William Stephen's brother, Alexander, took over his yard from 1830 and the firm of Alexander Stephen and Sons was clearly the leading builder until 1843, building 32 vessels of which a third were schooners of about 140 tons and over a third brigs and snows ranging from 90 to 250 tons. A couple of sloops were also built by Stephen and four barques up to 308 tons. the first of these was the Anne of 207 tons in 1838 for Charles Kidd and Co., of Arbroath.
   Stephen were the only builders of barques until 1851. These were the largest type of vessel operated locally, initially of around 250 tons, three-masted with the mizzen schooner-rigged not to be confused with the tiny barks of the 17th century. In the period 1835-42 Arthur Smith built smaller vessels, schooners under 100 tons as well as brigs and a snow of 200-odd tons.
    Stephen's yard was taken over by Andrew Young late in 1857. He was paid by Stephen's trustees to complete the clipper-barque Barracouta for the Liverpool - China tea trade but, in 1858, after completing another barque he failed and his last vessel, the brig Dawn was towed to Dundee for completion by Alexander Stephen and Sons. After the mid-1850's the largest vessels built locally were barques of up to 350 tons, the last being built n 1864. With the switch to rail for bringing in flax and jute from Dundee, fewer large vessels were needed and schooners for coastal trade constituted about half of these produced.

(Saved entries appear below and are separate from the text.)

PR #11554, opened 2018-05-21
Add python doit scripts for simplifying opencv platform builds

anuraags:
### This pullrequest changes

I've added some python doit scripts (http://pydoit.org) which makes it easier to build opencv dependencies for the desktop, and mobile platform.


vpisarev:
@anuraags, thank you for the contribution! I do not think we are ready at the moment to integrate it into OpenCV. It looks like a niche tool that may be used by a small fraction of OpenCV users. But such tools arrive and disappear every few months. Perhaps, the scripts should be hosted and maintained separately for now and we'll see if this tool gains enough popularity to be put into the official OpenCV tree.

PR #11575, opened 2018-05-23
dnn: fixed IE support on Windows

mshabunin:
### This pullrequest changes

Compilation was broken:
>modules\dnn\src\layers\batch_norm_layer.cpp(287): error C2398: Element '1': conversion from 'const int' to 'unsigned __int64' requires a narrowing conversion


alalek:
=> 3.4

PR #11576, opened 2018-05-23
avoid copyTo(outputarray.getMat()) coding pattern

alalek:
- leads to errors due 'const' modifier of getMat() method
- may be non-optimal with non-CPU data storage


alalek:
:+1:

PR #11582, opened 2018-05-23
interactive-calibration: use empty() method instead of checking dimension size

alalek:
Size accessor raises errors in debug mode with empty cv::Mat.


alalek:
:+1:

PR #11590, opened 2018-05-25
calib3d: chess board - properly detect/handle iCntMaxima=0 case

alalek:
Problem can be detected without `if (iCntMaxima == 0)` handling code:
- `cmake -DENABLE_GNU_STL_DEBUG=ON ...`
- or MSVC debug builds


vpisarev:
:+1:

    John Hall who may have succeeded Young in using Stephen's old yard, built twelve vessels between 1860 and 1863 of which ten were schooners. Half of his vessels were for owners in Montrose, Dundee, Leith and Wexford. Most of the schooners were around 100 tons but two, for local owners, were nearly 200 tons and may have been three-masted. D. Farquhar and Co., who may have succeeded Chisholm, Simpson and Peters, were active between 1855 and 1859 building schooners of about 100 tons and brigs up to 240 tons, one for Dundee and one for Liverpool owners. Only two vessels were built in Arbroath in 1859.

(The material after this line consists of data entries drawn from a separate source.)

PR #11594, opened 2018-05-26
 Add arguments for estimateRigidTransform

### LINKED ISSUE #4270: RANSAC parameters for estimateRigidTransform
Transferred from http://code.opencv.org/issues/936
```
|| Do Bi on 2011-03-08 20:26
|| Priority: Normal
|| Affected: None
|| Category: imgproc, video
|| Tracker: Feature
|| Difficulty: None
|| PR: None
|| Platform: None / None
```

RANSAC parameters for estimateRigidTransform
-----------
```
Hi,

I think, it would be cool, if RANSAC_MAX_ITERS, RANSAC_SIZE0 and RANSAC_GOOD_RATIO in cvEstimateRigidTransform were parameters and not hard coded, and if this flexibility would also be usable in cv::estimateRigidTransform.

Regards,
Dobias
```

History
-------

take1014:
resolves #4270

### DIFF
--- a/modules/video/test/test_estimaterigid.cpp
+++ b/modules/video/test/test_estimaterigid.cpp
@@ -172,4 +172,53 @@ void CV_RigidTransform_Test::run( int start_from )
 
 TEST(Video_RigidFlow, accuracy) { CV_RigidTransform_Test test; test.safe_run(); }
 
+class CV_RigidTransform_Test4270 : public cvtest::BaseTest
+{
+public:
+    CV_RigidTransform_Test4270();
+    ~CV_RigidTransform_Test4270();
+protected:
+    void run(int);
+};
+
+CV_RigidTransform_Test4270::CV_RigidTransform_Test4270() {}
+CV_RigidTransform_Test4270::~CV_RigidTransform_Test4270() {}
+
+void CV_RigidTransform_Test4270::run( int )
+{
+    Mat img;
+    Mat testImg = imread( string(ts->get_data_path()) + "shared/graffiti.png", 1);
+    double norm = 0.f;
+    if (testImg.empty())
+    {
+       ts->printf( ts->LOG, "test image can not be read");
+       ts->set_failed_test_info(cvtest::TS::FAIL_INVALID_TEST_DATA);
+       return;
+    }
+    pyrDown(testImg, img);
+
+    Mat aff = cv::getRotationMatrix2D(Point(img.cols/2, img.rows/2), 1, 0.99);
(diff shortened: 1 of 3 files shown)


hrnr:
there is already `estimateAffinePartial2D` and friends https://docs.opencv.org/master/d9/d0c/group__calib3d.html#gad767faff73e9cbd8b9d92b955b50062d

I think we should really get rid of estimateRigidTransform in OpenCV 4, or reimplement using `estimateAffinePartial2D` to avoid duplicate code.

modules/video/test/test_estimaterigid.cpp
```diff
@@ -172,4 +172,53 @@ void CV_RigidTransform_Test::run( int start_from )
...
+    ASSERT_ANY_THROW(estimateRigidTransform(img, rotated, true, 500, 2, 0.5f));
+    ASSERT_ANY_THROW(estimateRigidTransform(img, rotated, true, 500, 3, -1.5f));
+    ASSERT_ANY_THROW(estimateRigidTransform(img, rotated, true, 500, 3, 1.5f));
+
+
+    Mat aff_est1 = estimateRigidTransform(img, rotated, true);
+    Mat aff_est2 = estimateRigidTransform(img, rotated, true, 500, 3, 0.5f);
+    norm = cvtest::norm(aff_est1, aff_est2, NORM_INF);
+    EXPECT_DOUBLE_EQ(norm, 0.);
+    Mat aff_est3 = estimateRigidTransform(img, rotated, true, 100, 8, 0.1f);
```
terfendail: It looks like the test checks the result doesn't depend on RANSAC parameters rather than its correctness. Wouldn't it be better to check the result against `aff` matrix?

take1014: Thanks for the follow. 
Certainly, I need to fix this code as you pointed out.
However, as alalek and hrnr say, I do not modify the interface of estimateRigidTransform, because we need to unify the "posture estimation" algorithm to calib3d's function instead of video module's.

take1014:
@alalek, @hrnr, @terfendail 
Thanks for the comments.
 I agree with you.
I think  "estimateAffinePartial2D" should be reused instead of "estimateRigidTransform".
I try to replace the "posture estimation" algorithm used in the video module with that of calib3d's. What do you think?

hrnr:
maybe we should deprecate `estimateRigidTransform` in OpenCV 4. The RANSAC part could be reimplemented using calib3d right now.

    In 1860 the Arbroath Shipbuilding Company commenced building beside the public slip on the east of the harbour, a site reclaimed when the harbour was extended from 1840 and probably used previously by D. Farquhar and Chisholm, Simpson and Peters. Similarly named shipbuilding companies were set up in Dundee and Montrose by unemployed ship carpenters in a slump in the 1850's. but this may have been an ordinary capitalist venture as a Mr Henderson is recorded as a senior partner.. The company built two or three vessels annually until 1870 almost two-thirds of these being schooners. Barques were built up to 1864 after which brigs of nearly 250 tons were built. The average size of schooners was also smaller than earlier, but only five of the 24 vessels built were for outsiders.
   The company was the only local builder by 1864 and reformed in 1865. Their last vessel, the schooner Romala, was launched on May 6, 1872, having been commissioned by W. Cargill but was sold for £1200 for Captain Hood who had skippered two other schooners built by the firm in 1869 and 1871. there were no vessels built in the years 1873 - 75.
  As at Montrose, Dundee, and Aberdeen, the great boom in building wooden sailing ships had come to an end as iron hulls and steam power began to take over. At Montrose, where there had been five yards, There was also a complete cessation of activity between 1873 and 1876.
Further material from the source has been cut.